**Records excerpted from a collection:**
Content starts

PR #3090, opened 2024-01-19
Dockerfile: migrate to trusted.gpg.d for docker repo keys

darkxst:
Using apt-key for managing Debian repo keys has been deprecated for a while now. While it currently works ok, seems to be broken in bookworm. This migrates to storing keys in trusted.gpg.d as recommended by the warning messages when using apt-key. This method is still compatible with bullseye.


sairon (approved):
Nice catch, thank you!

PR #3091, opened 2024-01-19
Fix build_haos_builder step to fetch the correct version

tompipe:
The ```build_haos_builder``` step attempts to cache the builder to the docker repo using the value of ```steps.version_main.outputs.version_main```

https://github.com/home-assistant/operating-system/blob/c210a1a52af683b093be2c278e4c6028561d69bf/.github/workflows/build.yaml#L146-L155

However, the ```version_main``` step doesn't exist, the correct id for this step is ```version```

https://github.com/home-assistant/operating-system/blob/c210a1a52af683b093be2c278e4c6028561d69bf/.github/workflows/build.yaml#L82-L93

This is causing the builder image to not be cached correctly:

image

image

### DIFF
--- a/.github/workflows/build.yaml
+++ b/.github/workflows/build.yaml
@@ -150,8 +150,8 @@ jobs:
           context: .
           file: Dockerfile
           tags: ghcr.io/${{ github.repository_owner }}/haos-builder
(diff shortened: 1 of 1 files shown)


sairon (approved):
Thanks, it's an obvious mistake that got introduced by some older refactoring.

PR #3098, opened 2024-01-22
Fix ARCH/SRCARCH for aarch64 in linux-check-dotconfig

sairon:
Wrong arch for arm64 produces few false check results resulting from some symbols in arm64 tree not being loaded. We can use raw $(ARCH) variable for arm, only need to translate aarch64 -> arm64.

### DIFF
--- a/buildroot-external/external.mk
+++ b/buildroot-external/external.mk
@@ -3,8 +3,8 @@ include $(sort $(wildcard $(BR2_EXTERNAL_HASSOS_PATH)/package/*/*.mk))
 .PHONY: linux-check-dotconfig
 linux-check-dotconfig: linux-check-configuration-done
 	CC=$(TARGET_CC) LD=$(TARGET_LD) srctree=$(LINUX_SRCDIR) \
-	ARCH=$(if $(BR2_x86_64),x86,$(if $(BR2_arm)$(BR2_aarch64),arm,$(ARCH))) \
-	SRCARCH=$(if $(BR2_x86_64),x86,$(if $(BR2_arm)$(BR2_aarch64),arm,$(ARCH))) \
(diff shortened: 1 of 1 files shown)


buildroot-external/external.mk
```diff
@@ -3,8 +3,8 @@ include $(sort $(wildcard $(BR2_EXTERNAL_HASSOS_PATH)/package/*/*.mk))
 .PHONY: linux-check-dotconfig
 linux-check-dotconfig: linux-check-configuration-done
 	CC=$(TARGET_CC) LD=$(TARGET_LD) srctree=$(LINUX_SRCDIR) \
-	ARCH=$(if $(BR2_x86_64),x86,$(if $(BR2_arm)$(BR2_aarch64),arm,$(ARCH))) \
-	SRCARCH=$(if $(BR2_x86_64),x86,$(if $(BR2_arm)$(BR2_aarch64),arm,$(ARCH))) \
+	ARCH=$(if $(BR2_x86_64),x86,$(if $(BR2_aarch64),arm64,$(ARCH))) \
```
agners, line 6: Nice catch! Shouldn't x86 also be `x86_64`? :thinking: 

```suggestion
	ARCH=$(if $(BR2_x86_64),x86_64,$(if $(BR2_aarch64),arm64,$(ARCH))) \
```

sairon: Nope, it is used in path to top-level arch Kconfig, x86 is in `arch/x86`.

sairon: If we were building for i386, it should have different `ARCH` and `SRCARCH`, to set same values as Linux's Makefile does:
```
ifeq ($(ARCH),i386)
        SRCARCH := x86
endif
```
But I'll rather just ignore that here :innocent:

agners: Right! :+1:

agners (approved):

PR #3099, opened 2024-01-23
add missing ARMv8 32bit kernel support configs

jens-maus:
This PR adds some missing kernel config options for the `generic-aarch64` target which are necessary to introduce compatibility for partly deprecated ARM 32bit instruction sets (mainly CP15 instructions) which are however required because some third-party addons (e.g. like RaspberryMatic addon) come with 32bit applications which might still require these instruction sets to be available. Please see #1323 for a similar PR and more information on that topic, thought.


sairon (approved):
Looks good on my end, thanks!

Content ends

**ACTIVITY:** Across the entries above, tally every line that includes the string "yaml", then state only the count.

**YOUR RESPONSE:** 4